WHAT YOU ARE ASKED TO DO:
Everything from the first line below through the line with "I have been" is to be transcribed exactly, and nothing past it.

TASK DATA:
#####

PR #2167, opened 2017-09-22
Ditch "consolidate" mechanism

Valodim:
I have been annoyed with the consolidate mechanism for a while now. We used to use it for migrations, but this has always caused problems and we have actually had it disabled for a very long time now. Now a bug was introduced that lost public keys during the consolidate operation (fixed in 318005dbb6318a68bc9728aa35920bf603084b35), and this finally got me to sit down and get rid of it.

Other than migration, the other use of consolidate was to refresh the trust status of all keys after the user imported or deleted some secret key. With 200 keys this took an unacceptably long time (two minutes-ish?) on my Nexus 5X, where interrupting the operation caused it to start over at best.

To replace this, I introduced a table that maintains the key ids of all foreign signatures, for all keys. That way, we can easily list keys that were signed by a particular key, and reimport only those keys that were actually signed by the changed secret keys. The method that does this is much simpler than consolidate.

This is a WIP, it's still missing logging and polish.


Valodim:
I think this is done now. Losing some 400 lines of code, and the amount of keys that need to be reimported when a secret key is added or deleted should be dramatically lower now. :+1:

Please test & merge.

#####

TASK RESULT:
PR #2167, opened 2017-09-22
Ditch "consolidate" mechanism

Valodim:
I have been annoyed with the consolidate mechanism for a while now. We used to use it for migrations, but this has always caused problems and we have actually had it disabled for a very long time now. Now a bug was introduced that lost public keys during the consolidate operation (fixed in 318005dbb6318a68bc9728aa35920bf603084b35), and this finally got me to sit down and get rid of it.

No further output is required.